Material to process:

PR #6361, opened 2024-09-18
[Labels] Enforce labels validation

moranbental:
Add label validation for the following functions:
1. list_artifacts
2. list_projects
3. list_functions
4. list_model_endpoints
5. del_artifacts
6. list_runs
7. del_runs
8. list_features
9. list_features_v2
10. list_entities
11. list_entities_v2
12. list_feature_sets
13. list_feature_vectors

to check if the format is either `str` or `list[str]` or `dict[str, str]`.
https://iguazio.atlassian.net/browse/ML-7384


mlrun/common/schemas/common.py
```diff
@@ -41,3 +41,38 @@ class ImageBuilder(pydantic.BaseModel):
 
     class Config:
         extra = pydantic.Extra.allow
+
+
+class LabelsModel(pydantic.BaseModel):
```
liranbg, line 48:
```suggestion
class Labels(pydantic.BaseModel):
```

mlrun/common/schemas/common.py
```diff
@@ -41,3 +41,38 @@ class ImageBuilder(pydantic.BaseModel):
...
+              be a simple label name (e.g., 'label1') or a key-value pair in the format
+              'label=value'.
+            - If no labels are specified, the default is an empty list.
+    """
+
+    labels: typing.Optional[typing.Union[dict[str, str], list[str]]]
+
+    @pydantic.validator("labels", pre=True)
+    @classmethod
+    def validate_labels(cls, labels) -> list[str]:
```
liranbg:
```suggestion
    def validate(cls, labels) -> list[str]:
```

mlrun/common/schemas/common.py
```diff
@@ -41,3 +41,38 @@ class ImageBuilder(pydantic.BaseModel):
...
+        if labels is None:
+            return []
```
liranbg, line 72:
```suggestion
        if not labels:
            return []
```

liranbg (changes requested):
some suggestions and fixes

in addition, missing some ut coverage

mlrun/common/schemas/common.py
moranbental: Why? This is to handle cases where labels are passed as a boolean. In such cases, I would like to raise an exception

mlrun/common/schemas/common.py
liranbg: perhaps, the name is ok - having the Model part of the name

mlrun/db/httpdb.py
```diff
@@ -4332,6 +4406,15 @@ def list_alert_templates(self) -> list[mlrun.common.schemas.AlertTemplate]:
             results.append(mlrun.common.schemas.AlertTemplate(**item))
         return results
 
+    @staticmethod
+    def _validate_labels(labels):
```
alonmr: better to have validation on server side to support it for old clients and not restrict 1.8 clients if the validation changes

mlrun/common/schemas/common.py
```diff
@@ -41,3 +43,44 @@ class ImageBuilder(pydantic.BaseModel):
 
     class Config:
         extra = pydantic.Extra.allow
+
+
+class LabelsModel(pydantic.BaseModel):
```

About this exercise: Copy down the whole of the data above, matching it exactly.

Output for this task:
PR #6361, opened 2024-09-18
[Labels] Enforce labels validation

moranbental:
Add label validation for the following functions:
1. list_artifacts
2. list_projects
3. list_functions
4. list_model_endpoints
5. del_artifacts
6. list_runs
7. del_runs
8. list_features
9. list_features_v2
10. list_entities
11. list_entities_v2
12. list_feature_sets
13. list_feature_vectors

to check if the format is either `str` or `list[str]` or `dict[str, str]`.
https://iguazio.atlassian.net/browse/ML-7384


mlrun/common/schemas/common.py
```diff
@@ -41,3 +41,38 @@ class ImageBuilder(pydantic.BaseModel):
 
     class Config:
         extra = pydantic.Extra.allow
+
+
+class LabelsModel(pydantic.BaseModel):
```
liranbg, line 48:
```suggestion
class Labels(pydantic.BaseModel):
```

mlrun/common/schemas/common.py
```diff
@@ -41,3 +41,38 @@ class ImageBuilder(pydantic.BaseModel):
...
+              be a simple label name (e.g., 'label1') or a key-value pair in the format
+              'label=value'.
+            - If no labels are specified, the default is an empty list.
+    """
+
+    labels: typing.Optional[typing.Union[dict[str, str], list[str]]]
+
+    @pydantic.validator("labels", pre=True)
+    @classmethod
+    def validate_labels(cls, labels) -> list[str]:
```
liranbg:
```suggestion
    def validate(cls, labels) -> list[str]:
```

mlrun/common/schemas/common.py
```diff
@@ -41,3 +41,38 @@ class ImageBuilder(pydantic.BaseModel):
...
+        if labels is None:
+            return []
```
liranbg, line 72:
```suggestion
        if not labels:
            return []
```

liranbg (changes requested):
some suggestions and fixes

in addition, missing some ut coverage

mlrun/common/schemas/common.py
moranbental: Why? This is to handle cases where labels are passed as a boolean. In such cases, I would like to raise an exception

mlrun/common/schemas/common.py
liranbg: perhaps, the name is ok - having the Model part of the name

mlrun/db/httpdb.py
```diff
@@ -4332,6 +4406,15 @@ def list_alert_templates(self) -> list[mlrun.common.schemas.AlertTemplate]:
             results.append(mlrun.common.schemas.AlertTemplate(**item))
         return results
 
+    @staticmethod
+    def _validate_labels(labels):
```
alonmr: better to have validation on server side to support it for old clients and not restrict 1.8 clients if the validation changes

mlrun/common/schemas/common.py
```diff
@@ -41,3 +43,44 @@ class ImageBuilder(pydantic.BaseModel):
 
     class Config:
         extra = pydantic.Extra.allow
+
+
+class LabelsModel(pydantic.BaseModel):
```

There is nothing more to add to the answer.